56 of 76 AI Remote Monitoring Studies Had High Bias Risk
The most important result was not that machine learning worked or failed. It was that the research base had major methodological weaknesses.
Using the PROBAST prediction-model risk-of-bias tool, researchers classified 56 of 76 studies as high risk of bias. Fourteen were low risk and six were unclear.
The analysis domain caused most of the concern. 53 studies had high risk of bias in that domain, and the most frequent problem was whether there were enough participants with the outcome being predicted.
Small remote-monitoring datasets can produce impressive model scores even when the model has learned dataset quirks rather than a disease pattern that generalizes.
The review’s validation counts point in the same direction:
- 64 studies: Used some form of cross-validation to assess model performance.
- 35 studies: Used k-fold cross-validation.
- 15 studies: Used leave-one-out cross-validation.
- 3 studies: Used external validation, the stronger test of whether a model holds up in a different sample.
Cross-validation is useful, but it is not the same as showing that an algorithm performs well in a new clinic, country, device ecosystem, or patient population.
Reported AI Accuracy Depended on Validation and Feature Choices
The review found many model types. Tree-based methods such as random forests and gradient boosting were the most common, appearing in 19 studies. Random forests alone appeared in 10.

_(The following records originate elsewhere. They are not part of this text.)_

PR #8427, opened 2023-02-25
fix: embroider compat

### LINKED ISSUE #8396: [Bug] Ember data doens't work with embroider starting with 4.8.x

runspired:
resolves #8396

### DIFF
--- a/packages/private-build-infra/src/transforms/babel-plugin-convert-existence-checks-to-macros/index.js
+++ b/packages/private-build-infra/src/transforms/babel-plugin-convert-existence-checks-to-macros/index.js
@@ -1,5 +1,12 @@
 const { ImportUtil } = require('babel-import-util');
 
+function parentIsUnary(node) {
+  if (node.parent.type === 'UnaryExpression' && node.parent.operator === '!') {
+    return true;
+  }
+  return false;
+}
+
 module.exports = function (babel) {
   const { types: t } = babel;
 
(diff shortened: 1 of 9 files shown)


Techn1x:
This feels like it should be backported to 4.8 LTS, but I don't know how complicated that task would be

(as a result I'm skipping all the way to 4.12.. hitting other issues instead with that)

runspired:
It's too difficult to support 4.8 at this point, and I suspect this was one of dozens of PRs that would need backported for this fix to actually apply there. Sorry for the inconvenience :(

Techn1x:
That's okay :) totally understand.

PR #8487, opened 2023-03-19
feat: relationship fetching as legacy op

runspired:
### ⚠️ This change is potentially breaking. We don't really have an option. A short story.

- Ember overrides the (already not a native microtask) flush of RSVP.Promise to schedule an autorun / join an existing run's actions queue.
- Ember's override has a number of horrid consequences:
  - RSVP Promises that are resolved can be re-resolved synchronously
  - RSVP Promise chains with no other async mechanism can be run start-to-finish synchronously by wrapping the whole chain in its own `run`
  - resolving or rejecting an RSVP Promise always schedules a synchronous Render
  
This has historically limited EmberData in a number of ways:

- EmberData could not use `async/await` or native promises as it would interrupt the otherwise entirely RSVP Promise-chain (breaking 1 & 2)
- EmberData could get away with mutating cache-state within any link of the chain as the entire chain was guaranteed to complete before the next render.

We were always going to have to break something if we started moving the internals away from RSVP, it's been a question of "when" more than "whether". Unfortunately, the work in this PR exposed that "when" is "now".

First, a note: in order for RequestManager to support the RFC'd range of capabilities, it cannot build entirely over `async/await` anyway. We carefully manage Promise chains and theoretically could have built over RSVP.Promise (initially we did, this PR surfaced the larger problem to us and shifts it back to native promises).

What goes wrong is this, if two RSVP promises are in the chain and do not resolve within the same runloop, you get two renders. This is key to understand why the next point matters.

In the old paradigms, data-fetching was a bunch of spaghetti managed across a dozen different locations. There was no coordinated request pipeline. This meant that the final promise in the chain was both the promise the resolved to the UI *and* the promise that updated the cache and triggered property change notifications.

Refactoring this logic to support the RFC means that now the cache update happens several promises before the final promise in the chain. When using native microtasks that do not flush within a runloop that also sync-flushes render, this is safe. But, when using RSVP Promises, the state update occurs within a runloop and render immediately occurs.

In real world effect, this means that templates would infinitely re-render any asynchronous values, especially noticeable on reject (where the value EmberData hands back is less stable than records that maintain stable proxies) as the final promise which updates the object handed to render is not the promise which triggered the render. 

Basically: `render -> fetch -> cache update -> complete -> render` accidentally becomes `render -> fetch -> cache update+render -> fetch -> cache udpate + render -> fetch -> cache update + render` and so on.

What does this mean for your apps?

1. Well, some apps may find that continuing to use RSVP Promises shows no ill-effects. If you aren't triggering fetch via templates with async-relationship, aren't rendering promise proxies in templates, or never have API requests that fail then setting `window.Promise = RSVP.Promise` would seemingly maintain the old behavior and may even work for some set of safer async-from-template cases. So if this upgrade is difficult, you might consider temporarily doing that. If your apps do do these things, you're the reason this change has to happen now, else your app would blow up during render.

2. Likely most apps won't notice a thing, they probably will even see nicer performance because of the reduction in runloop usage and extra promise generation that this PR now brings. What *might* get affected is tests that depended on the sync-resolve capabilities of `run(rsvpPromiseChain)` which ... we were never going to be able to detect and deprecate and has been a liability ever since `async/await` came into common usage. Given the prevalence of async/await, ember-concurrency, and native promise usage in Ember apps today, there's even a chance this change goes by unnoticed. Which would be a relief. If it doesn't, reach out and I'll see how I can help mitigate.

3. Leaky tests will be a lot more noticeable. If a promise escapes the test bounds but resolves within the same microtask queue it generally will complete before any of the `afterEach` callbacks begin, allowing a small amount of un-awaited async to just-work unnoticed, most commonly triggered by actions, observers, side-effects within tests etc. This refactor to native promises and native promise chains almost certainly means that any unawaited unsettled ember-data state would trigger an error. Good news, easy to fix, add `await settled()` before the test completes if you don't have any other need to await this state more directly.

### Original Change Description

(4/4ths of) the literal final step to complete #6166 💚

This PR:
- [x] `Model.reload` as request op
- [x] `findBelongsTo` as request op
- [x] `findHasMany` as request op
- [x] remove _fetchManager temporary additions
- [x] cleanup util duplicates

To Go (for full RequestManager support): (not this PR)
- [-] enforce immutability in dev
- [-] handle error documents in cache
- [-] handle meta documents in cache
- [-] additional test coverage for Store.request, errors thrown during request
- [-] additional test coverage for cache.peek / cache.put / cache.peekRequest
- [-] update docs for RequestManager.useCache
- [-] implement new `Collection` mode to properly reflect `ResourceDocument`
- [-] ensure single-resource-document requests are notified when `data` changes
- [-] determine Cache "mutability" of `CollectionResourceDocument`
- [-] add tests for enhancing `context.request` in RequestManager before calling next

Other Notes:

- clarify intended Error handling mechanisms/propagation
- update RFC for RequestManager.useCache
- update RFC for `lifetimes.isSoftExpired/isHardExpired`
- update RFC for rename `data` => `content`


robbytx:
Additional question -- this PR is titled "relationship fetching as legacy op", which suggests to me that Ember Data (at some future point) will no longer auto-fetch relationships upon access.  Am I understanding this correctly?  Is there an RFC or other design doc that explains the reasoning and future state?  Sorry for my ignorance, I'm just now getting up to speed on the variety of changes occurring.

robbytx:
Thank you for taking the time to respond so thoroughly.  I was not aware of the RequestManager RFC until now, and that is certainly an ambitious scope to achieve, so I have a much better understanding of the motivation for these changes.  (I was previously under the impression that the motivation was primarily for modularity under the linked Project Trim.)  You've also made it clear to me why the transition to native promises is necessary/desirable now, so thank you for indulging my questioning on that.

I don't think I have any further questions on the PR itself.  If I can find some extra time, I will try to review the changes more thoroughly, although I'm sure you don't need to wait on me for that. :)

For my own understanding on this point:

> Native promises would result in the following: '1' 'A' '2' 'B'
> RSVP with the backburner flush results in the following: '1', '2', 'A' ('B' is dropped because 'A' won't have flushed yet)

When you say that 'B' is dropped, do you just mean that it is not included in the sync resolution?  It would still fire later, right?  Or is there something else going on that I'm not appreciating?

runspired:
> When you say that 'B' is dropped, do you just mean that it is not included in the sync resolution? It would still fire later, right? Or is there something else going on that I'm not appreciating?

No. The render is de-duped and so only one render occurs, in this case 'A' because it was the first scheduled. All state updates that have occurred when A occurs will be a part of that render. Effectively 'A' + 'B' but not double work.

PR #8499, opened 2023-03-26
chore: refactor model hook support to live in the model package

runspired:


packages/-ember-data/addon/-private/index.ts
```diff
@@ -3,17 +3,48 @@ import ArrayProxy from '@ember/array/proxy';
...
+import type { RecordInstance } from '@ember-data/types/q/record-instance';
 
 export class Store extends BaseStore {
+  declare _modelFactoryCache: Record<string, ModelFactory>;
   constructor(args: Record<string, unknown>) {
     super(args);
     this.requestManager = new RequestManager();
     this.requestManager.use([LegacyNetworkHandler, Fetch]);
     this.requestManager.useCache(CacheHandler);
+    this._modelFactoryCache = Object.create(null) as Record<string, ModelFactory>;
```
runspired, line 26: we should have the model package do this on-demand

packages/-ember-data/addon/-private/index.ts
```diff
@@ -3,17 +3,48 @@ import ArrayProxy from '@ember/array/proxy';
...
+  createCache(storeWrapper: CacheStoreWrapper) {
+    return new Cache(storeWrapper);
+  }
+
+  instantiateRecord(
+    this: ModelStore,
+    identifier: StableRecordIdentifier,
+    createRecordArgs: Record<string, unknown>
+  ): DSModel {
+    return instantiateRecord.call(this, identifier, createRecordArgs);
```
runspired, line 39: before shipping check that these can be installed as `instantiateRecord = instantiateRecord;` If not, may as well just pass store as first arg instead of binding this.

packages/store/package.json
```diff
@@ -36,17 +36,13 @@
   ],
   "peerDependencies": {
     "@ember-data/graph": "workspace:5.3.0-alpha.4",
-    "@ember-data/json-api": "workspace:5.3.0-alpha.4",
     "@ember-data/legacy-compat": "workspace:5.3.0-alpha.4",
     "@ember-data/model": "workspace:5.3.0-alpha.4",
```
runspired, line 40: this PR is complete when we can also remove this.

legacy-compat and graph will be handled in a separate PR

PR #8517, opened 2023-03-30
fix: ensure cache-handler works as expected

### LINKED ISSUE #8510: [Store] Documentation should tell something about store lifetimes
Sorry for flooding with issues :cry: But hopefully it will help hammering out the nasty details.

When requesting data through the store you will get the error
```
Error while processing route: index store.lifetimes is undefined calcShouldFetch
```
I found the function here: https://github.com/emberjs/data/blob/main/packages/store/src/-private/cache-handler.ts#L68 and in particular https://github.com/emberjs/data/blob/main/packages/store/src/-private/cache-handler.ts#L15

So I added in the `constructor` of my route
```javascript
constructor(...args) {
  super(...args);
  this.store.lifetimes = {
    isHardExpired() { return true; }
  }
}
```
Which solves the error but to me this basically disables the cache right? So maybe in the documentation the lifetimes of the `store` can be explained in more detail?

Deep neural networks appeared in 12 studies, including convolutional neural networks and recurrent neural networks. Logistic or linear models, support vector machines, and other classical approaches also appeared.
Model scores varied by reporting metric. AUC was reported in 39 studies, specificity in 38, sensitivity in 37, and accuracy in 31.
The review examined whether study features were tied to performance scores, but prediction horizon, dataset size, disease type, and validation design could confound those comparisons.
Several findings were especially easy to misread:
- Leave-one-out validation: Studies using leave-one-out cross-validation reported higher accuracy, but that does not prove the validation method makes models better.
- Feature engineering: Studies without feature engineering reported higher sensitivity and accuracy, a counterintuitive result likely confounded by methodological differences.
- Downsampling: Downsampling was associated with higher AUC, but class balance and event frequency can change how model metrics behave.
Performance numbers need the full method context. A high accuracy value from a small, internally validated dataset should not be read like a ready clinical tool.
AI Remote Monitoring Models Need External Validation Before Clinical Use
The review also checked whether studies shared code or data. Only 8 studies openly shared algorithm code or anonymized patient data, 18 said code or data could be requested, and 50 studies did not share code or data in the publication.
That limits independent replication. In remote monitoring, replication is not a paperwork issue because device type, sampling frequency, preprocessing, patient adherence, and outcome labeling can all change model behavior.
AI remote monitoring is promising for Parkinson’s disease and other chronic conditions, but the current literature is still method-heavy and validation-light.
Future studies need external validation, interpretable models, clearer reporting, and better attention to privacy and algorithmic fairness. Without those steps, an AI model may look accurate in a paper but fail when patients wear different devices or receive care in different systems.
Citation: DOI: 10.1186/s12911-026-03495-0. Wolber et al. Predicting disease outcomes from remote monitoring using machine learning: a systematic review. BMC Medical Informatics and Decision Making. 2026;26:145.
Study Design: PRISMA-guided systematic review of prospective remote-monitoring machine-learning studies.
Sample Size: 76 included studies selected from 6,668 initially identified records.
Key Statistic: 56 of 76 studies, or 73.7%, were classified as high risk of bias.
Caveat: The review summarized heterogeneous prediction studies and did not show that any one model is ready for clinical deployment.